Kim Dong-yeon, governor or Gyeonggi Province, left, checks a screen showing a local area flooded by a recent heavy downpour at the provincial government's headquarters in Suwon, Friday. Joint Press Corps.
Kim Dong-yeon, governor or Gyeonggi Province, left, checks a screen showing a local area flooded by a recent heavy downpour at the provincial government's headquarters in Suwon, Friday. Joint Press Corps.

Oh also unveiled his idea to make Seoul one of the world's top 5 cities alongside New York and London by turning the city's cluster of old Euljiro, Toegyero and Jongno areas into a sleek business zone. He will also connect Yongsan District and Yeouido functionally to make the areas a "global innovation core." Dongdaemun will have a makeover focused on the beauty business, and Hongneung and Yangjae areas will see more bio and AI-centered businesses. Design Seoul 2.0 is the mayor's other plan to make the city landscape explode with creative designs.

"The city council, for the past one year, has been dominated by lawmakers of the main opposition Democratic Party of Korea (outnumbering those of the PPP) who kept tripping on me. I could only execute less than a quarter of the city agenda that I had planned," said Oh. "I will revive fairness and efficiency in the city administration by not wasting a penny of our taxpayers' money."

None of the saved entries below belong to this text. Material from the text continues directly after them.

PR #39, opened 2020-05-09
sets target on event when dispatched

allain:
event.target was always null, but I think it ought to be the EventTarget itself.

Rather than just assign target to the EventTarget on the event, I'm creating a new object using Object.create and assigning target to it.

I'm not sure what the spec says should be done in this case but it felt like modifying the passed argument was not the right thing to do.

If you'd rather I just change the incoming event let me know and I'll strip out the cloning logic (and test modifications for it).

### DIFF
--- a/src/event/EventTarget.ts
+++ b/src/event/EventTarget.ts
@@ -42,8 +42,12 @@ export default abstract class EventTarget {
 		let returnValue = true;
 
 		if (this._listeners[event.type]) {
+			const newTarget = Object.create(event)
+			// @ts-ignore internally the target can be set but it cannot be modified in user code
+			newTarget.target = this
+
 			for (const listener of this._listeners[event.type]) {
-				listener(event);
+				listener(newTarget);
 				if (event.cancelable && event.defaultPrevented) {
 					returnValue = false;
 				}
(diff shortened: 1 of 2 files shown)


src/event/EventTarget.ts
```diff
@@ -42,8 +42,12 @@ export default abstract class EventTarget {
 		let returnValue = true;
 
 		if (this._listeners[event.type]) {
+			const newTarget = Object.create(event)
```
capricorn86, line 45: It does not feel good to manipulate the target property in the event object here, but that seem to be what the browser is doing. In order to simulate what the browser is doing we probably need to do the same thing here.

Suggestion:
event.target = this;

capricorn86, line 45: It does not feel good to manipulate the target property in the event object here, but that seem to be what the browser is doing. In order to simulate what the browser is doing we probably need to do the same thing here.

Suggestion:
event.target = this;

capricorn86:
Nice to see a PR from you @allain :+1: 

I think we need to go with your alternative suggestion even if it does not feel right as that seem to be what the browser is doing.

allain:
I've changed it to modify the event directly. Tests have been reverted.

Gyeonggi Provincial Governor Kim Dong-yeon, the former finance minister and presidential candidate in the March election who started his first term as the provincial chief on Friday, canceled his scheduled inauguration ceremony on Friday to devote more time to overseeing regions affected by the recent monsoon.

His first appointment as the governor was to visit the disaster safety monitoring center inside the provincial government headquarters in Suwon. He postponed a town hall meeting and other friendly meetings with provincial residents scheduled in the first days of his government so as to concentrate more on overseeing the aftermath of the heavy downpour that hit the country nationwide for days.

Incheon Mayor Yoo Jeong-bok, who began his second mayoral term in the city on Friday, joined an outdoor evening concert event at Incheon Harbor. Rather than the city hall, he selected the western coastal harbor for the event because of his bandwagon pledge that he will make the harbor the city's new center of economic development.

He said he will get back the ownership of a 1.82 million square meter-large zone inside the harbor from the Ministry of Oceans and Fisheries and turn it into a free economic zone breathing more life into the city's culture, leisure, maritime tourism and history businesses. He had called it the Jemulpo Renaissance while campaigning to be mayor.

"I will make Incheon a global top-class [city]," said Yoo, who restarted his position as mayor four years after his first term. "Balance, creativity and communication will be the core philosophies of my office."

Seventeen heads of the country's metropolitan governments and provincial governments as well as those leading administrative offices of local districts and counties started their new terms on Friday following their victories in the June 1 local elections.